Stored data entries
────────

PR #4333, opened 2017-02-27
Set default maxZoom to 22

jingsam:
As I know, all mapbox public sources such as satellite and streets are 0~22 zoom level. And maps in Mapbox studio can be zoomed into 22 max level. However, the default maxZoom level for mapbox-gl-js is 20. This cause inconsistency when a developer zoomed his maps in Mapbox studio to 22 and get stuck at 20 in his application. The shared URL provided by  mapbox studio also stuck at 20. I know developers can set default maxZoom of mapbox-gl-js to 22 explicitly, but it needs some effort for them to figure out the solution.

### DIFF
--- a/src/ui/map.js
+++ b/src/ui/map.js
@@ -23,7 +23,7 @@ const LogoControl = require('./control/logo_control');
 const isSupported = require('mapbox-gl-supported');
 
 const defaultMinZoom = 0;
-const defaultMaxZoom = 20;
+const defaultMaxZoom = 22;
 const defaultOptions = {
     center: [0, 0],
     zoom: 0,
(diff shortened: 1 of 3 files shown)


jfirebaugh:
Thanks @jingsam. Can you fix the test failure?

jingsam:
* failed line-width very-overscaled

I don't know why this test failed, please help me check it out

jfirebaugh:
I think the problem is [this line](https://github.com/mapbox/mapbox-gl-js/blob/878008895104b67861ce73f65809f7f6f0ed7263/test/integration/render-tests/line-width/very-overscaled/style.json#L12-L12), which requests a zoom of 21. Prior to your change, the default max zoom would affect the result, producing an effective zoom level of 20. Now it's actually rendering at 21. Try changing the line to `"zoom": 20`.

jingsam:
OK for now

jfirebaugh:
Thanks!

1ec5:
mapbox/mapbox-gl-native#8318 tracks doing the same in the native SDKs.

PR #4342, opened 2017-02-28
Fix #4337 eventData not passed during flyTo

### LINKED ISSUE #4337: eventData not passed during flyTo
**v0.32.1**:

### Steps to Trigger Behavior

 1. register event listener for "movestart"
 2. issue a flyTo to the current center passing arbitrary eventData

### Expected Behavior
eventData received by the "movestart" handler

### Actual Behavior
eventData not received by the "movestart" handler
This is because:
`

        // When u₀ = u₁, the optimal path doesn’t require both ascent and descent.
        if (Math.abs(u1) < 0.000001) {
            // Perform a more or less instantaneous transition if the path is too short.
            if (Math.abs(w0 - w1) < 0.000001) return this.easeTo(options);
`
around this [LOC](https://github.com/mapbox/mapbox-gl-js/blob/master/src/ui/camera.js#L739) when i type this.

The use case is simple:
- the user puts the map in the mode where it follows the user's position as the user moves.
- the user un-puts the map from that mode by dragging the map or looking something up elsewhere.

therefore:
When the map in the 'follow' mode moves in response to the user's position it should remain in the 'follow' mode. if the map moves for any other reason, it should exit the 'follow' mode - writing this as sometimes people give me interesting workarounds.

remster:
Fix to https://github.com/mapbox/mapbox-gl-js/issues/4337 and the corresponding test.

## Launch Checklist

 - [-] post benchmark scores

### DIFF
--- a/src/ui/camera.js
+++ b/src/ui/camera.js
@@ -736,7 +736,7 @@ class Camera extends Evented {
         // When u₀ = u₁, the optimal path doesn’t require both ascent and descent.
         if (Math.abs(u1) < 0.000001) {
             // Perform a more or less instantaneous transition if the path is too short.
-            if (Math.abs(w0 - w1) < 0.000001) return this.easeTo(options);
+            if (Math.abs(w0 - w1) < 0.000001) return this.easeTo(options, eventData);
 
             const k = w1 < w0 ? -1 : 1;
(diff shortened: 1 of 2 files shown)


lucaswoj:
Tested this locally because the s3 outage is affecting CircleCI.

────────

## [What you need to do]
Copy out the data above, word for word.

## [Solution to this problem]
PR #4333, opened 2017-02-27
Set default maxZoom to 22

jingsam:
As I know, all mapbox public sources such as satellite and streets are 0~22 zoom level. And maps in Mapbox studio can be zoomed into 22 max level. However, the default maxZoom level for mapbox-gl-js is 20. This cause inconsistency when a developer zoomed his maps in Mapbox studio to 22 and get stuck at 20 in his application. The shared URL provided by  mapbox studio also stuck at 20. I know developers can set default maxZoom of mapbox-gl-js to 22 explicitly, but it needs some effort for them to figure out the solution.

### DIFF
--- a/src/ui/map.js
+++ b/src/ui/map.js
@@ -23,7 +23,7 @@ const LogoControl = require('./control/logo_control');
 const isSupported = require('mapbox-gl-supported');
 
 const defaultMinZoom = 0;
-const defaultMaxZoom = 20;
+const defaultMaxZoom = 22;
 const defaultOptions = {
     center: [0, 0],
     zoom: 0,
(diff shortened: 1 of 3 files shown)


jfirebaugh:
Thanks @jingsam. Can you fix the test failure?

jingsam:
* failed line-width very-overscaled

I don't know why this test failed, please help me check it out

jfirebaugh:
I think the problem is [this line](https://github.com/mapbox/mapbox-gl-js/blob/878008895104b67861ce73f65809f7f6f0ed7263/test/integration/render-tests/line-width/very-overscaled/style.json#L12-L12), which requests a zoom of 21. Prior to your change, the default max zoom would affect the result, producing an effective zoom level of 20. Now it's actually rendering at 21. Try changing the line to `"zoom": 20`.

jingsam:
OK for now

jfirebaugh:
Thanks!

1ec5:
mapbox/mapbox-gl-native#8318 tracks doing the same in the native SDKs.

PR #4342, opened 2017-02-28
Fix #4337 eventData not passed during flyTo

### LINKED ISSUE #4337: eventData not passed during flyTo
**v0.32.1**:

### Steps to Trigger Behavior

 1. register event listener for "movestart"
 2. issue a flyTo to the current center passing arbitrary eventData

### Expected Behavior
eventData received by the "movestart" handler

### Actual Behavior
eventData not received by the "movestart" handler
This is because:
`

        // When u₀ = u₁, the optimal path doesn’t require both ascent and descent.
        if (Math.abs(u1) < 0.000001) {
            // Perform a more or less instantaneous transition if the path is too short.
            if (Math.abs(w0 - w1) < 0.000001) return this.easeTo(options);
`
around this [LOC](https://github.com/mapbox/mapbox-gl-js/blob/master/src/ui/camera.js#L739) when i type this.

The use case is simple:
- the user puts the map in the mode where it follows the user's position as the user moves.
- the user un-puts the map from that mode by dragging the map or looking something up elsewhere.

therefore:
When the map in the 'follow' mode moves in response to the user's position it should remain in the 'follow' mode. if the map moves for any other reason, it should exit the 'follow' mode - writing this as sometimes people give me interesting workarounds.

remster:
Fix to https://github.com/mapbox/mapbox-gl-js/issues/4337 and the corresponding test.

## Launch Checklist

 - [-] post benchmark scores

### DIFF
--- a/src/ui/camera.js
+++ b/src/ui/camera.js
@@ -736,7 +736,7 @@ class Camera extends Evented {
         // When u₀ = u₁, the optimal path doesn’t require both ascent and descent.
         if (Math.abs(u1) < 0.000001) {
             // Perform a more or less instantaneous transition if the path is too short.
-            if (Math.abs(w0 - w1) < 0.000001) return this.easeTo(options);
+            if (Math.abs(w0 - w1) < 0.000001) return this.easeTo(options, eventData);
 
             const k = w1 < w0 ? -1 : 1;
(diff shortened: 1 of 2 files shown)


lucaswoj:
Tested this locally because the s3 outage is affecting CircleCI.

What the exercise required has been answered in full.